Section 205 (5) (d) gives PERB exclusive jurisdiction in such a case. Since the matter is one within PERB’s exclusive jurisdiction under that section because of the claim of failure to bargain in good faith, this action must be dismissed. Plaintiff has failed to exhaust its administrative remedies after which the results would be judicially reviewable under Civil Service Law § 213 and CPLR article 78.

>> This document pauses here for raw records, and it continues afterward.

PR #194, opened 2016-01-21
[PIR-1163] Fixed the execution of main query in PIR when preparing to…

annapopova1:
… show schedulers parameters

Details:
The report viewer sends two server requests to get parameters XML. The first request gets initial XML and the second request gets additionally information about paging (accepted-page, page-count, paginate) and include it to parameters XML.
For scheduler paging is not necessary and we can avoid the second request.
For this purpose I use a special variable in report viewer "inSchedulerDialog". The variable is true when scheduler dialog is opened and false when it is closed. As a result the second request is sent when scheduler dialog is closed.

@diogofscmariano @krivera-pentaho @pamval @plagoa @jvelasques @afrjorge please review


krivera-pentaho:
Looks good to me, but I don't know enough about this bug to merge it.

PR #198, opened 2016-02-23
Ewok0

EgorZhuk:
Iteration 0 features changes.


pamval:
Guys, take notice that the commit message should be [<jira case>] - message
So the jira number should be written inside square brackets: [PRD-5021] and not PRD-5021

EgorZhuk:
@pamval  Ok, should I rewrite the history or just follow this rule in future?

pamval:
we either need to rewrite it now or when we merge to master. I'm fine with one or the other.

PR #199, opened 2016-02-23
Ewok0

EgorZhuk:
Changes for reporting team iteration 0. PRD-5021 and BISERVER-1225.
@tmorgner


tmorgner:
Can you please split this into two pull requests? One for the two PRD-5021 cases and one for the rest of the commits. The "merge" commit at the end is strange, it only modifies files that are not even touched by the PRD-5021 commits. It seems that this "merge" is a hidden bug fix and should be marked as such.

tmorgner:
General: In the Pentaho-platform and its plugins, the naming convention is that interfaces are prefixed with an upper-case I (basically the dot-net practice). Thus the interfaces in the async package should be named "IAsyncReportState" and so on. 

Second: PentahoAsyncExecutor should have an interface with its public methods defined there. Create an IPentahoAsyncExecutor interfce. Then in spring, use the simple classname a bean-id (ie "IPentahoAsyncExecutor"). You then allow OEMs to implement their own strategy if needed, and follow good Pentaho coding practice.

src/org/pentaho/reporting/platform/plugin/JobManager.java
```diff
@@ -0,0 +1,193 @@
...
+  private boolean isSuportAsync = true;
+
+  public JobManager( boolean isSuportAsync ) {
+    if ( !isSuportAsync ) {
+      logger.info( "JobManager initialization: async mode marked as disabled." );
+    }
+    this.isSuportAsync = isSuportAsync;
+  }
+
+  @GET public Response getEcho() {
```
tmorgner: Is this used? If not, then please remove that.

src/org/pentaho/reporting/platform/plugin/staging/AsyncJobFileStagingHandler.java
```diff
@@ -0,0 +1,189 @@
...
+
+  private static final Log logger = LogFactory.getLog( AsyncJobFileStagingHandler.class );
+
+  private TrackingOutputStream fileTrackingStream;
+  // package private for testing purpose
+  File tmpFile;
+
+  private static String stringParentDir = ".";
+
+  public AsyncJobFileStagingHandler( OutputStream outputStream, IPentahoSession userSession, String stringParentDir ) throws IOException {
```
tmorgner: If you dont use the output stream, then dont pass it in. The only time this class is instantiated is in a manual constructor call - so delete that parameter. 

Initialize() will fail if stringParentDir is null. This variable is only ever set in the constrcutor. So do that check here, not in initialize(), and thus fail early!

src/org/pentaho/reporting/platform/plugin/async/PentahoAsyncReportExecution.java
```diff
@@ -0,0 +1,128 @@
...
+
+  private ILogger logger;
+
+  private SimpleReportingComponent reportComponent;
+  private AsyncJobFileStagingHandler handler;
+  private String url;
+
+  private String userSession = "";
+  private String userName = "";
+  private String insnaceId = "";
```
tmorgner: Typo: should be "instanceId".

src/org/pentaho/reporting/platform/plugin/staging/AsyncJobFileStagingHandler.java
```diff
@@ -0,0 +1,189 @@
...
+  public InputStream getStagingContent() throws FileNotFoundException {
+    return new StagingInputStream( new FileInputStream( tmpFile ) );
+  }
+
+  @Override
+  public void close() {
+    this.closeQuietly();
+  }
+
+  @Override
```
tmorgner: Actually, you dont need the TrackingStream at all. Just ask your tmp-file for its file length. This way you also wont hold on to the streams for longer than necessary.

EgorZhuk:
Will split into two requests.

PR #424, opened 2016-08-26
[backlog-8362] - enchase caclulation of frame scrollWidth/Height

prakapenka:
Double check for better consistency.


prakapenka:
^^^ one more small css fix in addition

prakapenka:
@tmorgner pls review

PR #426, opened 2016-08-31
[CLEAN-UP] - fix style and calculate frame size only once.

prakapenka:


prakapenka:
@tmorgner please review

PR #428, opened 2016-09-05
[BACKLOG-8607]-Send minimized parameters response from server

EgorZhuk:
Depends on https://github.com/pentaho/pentaho-platform-plugin-common-ui/pull/828
@tmorgner please review

### DIFF
--- a/package-res/reportviewer/reportviewer-prompt.js
+++ b/package-res/reportviewer/reportviewer-prompt.js
@@ -101,7 +101,7 @@ define([
         });
 
         for (var parameter in currentParameterSet) {
-          if (!oldParameterSet.hasOwnProperty(parameter)) {
+          if (oldParameterSet && !oldParameterSet.hasOwnProperty(parameter)) {
             changedParameters.push(parameter);
           }
         }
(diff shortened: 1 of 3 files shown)


package-res/reportviewer/reportviewer-prompt.js
```diff
@@ -186,7 +186,16 @@ define([
       updateParameterDefinitionWithNewValues: function(callback, names) {
         var paramDefn = $.extend(true, {}, this._oldParameterDefinition); // clone previous(old) paramDefn
         for(var i=0; i<names.length; i++) {
-          this.api.util.validateSingleParameter(paramDefn, names[i], this.api.operation.getParameterValues()[names[i]], this._defaultValuesMap);
+          /*As far as we don't recieve all parameters from server we can loose
+            calculated formula results. Let's handle this case. */
+          var untrusted = this.api.operation.getParameterValues()[names[i]];
+          if(undefined === untrusted ){
+            var p = paramDefn.getParameter(names[i]);
+            if(p && p.attributes && p.attributes['post-processor-formula']){
```
tmorgner: Instead of latching on to the post-processor formula, you should be able to simply test for the "mandatory-server-validation" (or whatever its name) attribute/flag instead. This flag will be set to true if there is any chance that the value returned is not a fixed result (including post-processor formula's potential changes).

tmorgner:
Code looks good so far (apart from that you can use the "must-validate-on-server" flag instead of looking for the formulas directly). However, you closed the commons-ui pull-request and this code relies on it. 

Once there is a valid PR for commons-ui, I can happily merge this code.

tmorgner:
On a parallel note: AsyncIT.testRecalcFinished either still seems to yield random results or wingman's pre-merge build is pulling something really old. I start to hate the sight of that particular unit test :)

EgorZhuk:
Will work on test.

tmorgner:
@EgorZhuk Given that the test is a long running "fun" story lets move that to a separate PR when its ready.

However, enforcement of a binding contract falls within the equitable jurisdiction of this court as the successor to the ancient courts of chancery. Plaintiff has raised both the issue of negotiation in bad faith and the issue of an alleged attempt to breach the contract entered into between the parties. The plaintiff finds itself in something of a dilemma. If the contract was not negotiated in good faith by defendant, as the union claims, then it might be subject to being set aside by PERB or the courts at a later date and the old contract would go back into effect retroactively (see, Civil Service Law § 209-a [1] [e]). On the other hand, if the new agreement is valid and binding as the union also argues, it should be following the grievance procedures contained therein which do not provide for a determination by this tribunal, but require arbitration. In fact since that was not a provision changed by the memorandum, in either case (a PERB adjudication or an arbitration procedure) the action is prematurely brought in the Supreme Court.

*749Ordered that the motion of plaintiff for a preliminary injunction is denied, and it is further ordered that the cross motion of defendant for dismissal of the action is granted and the action hereby is dismissed without costs to either side.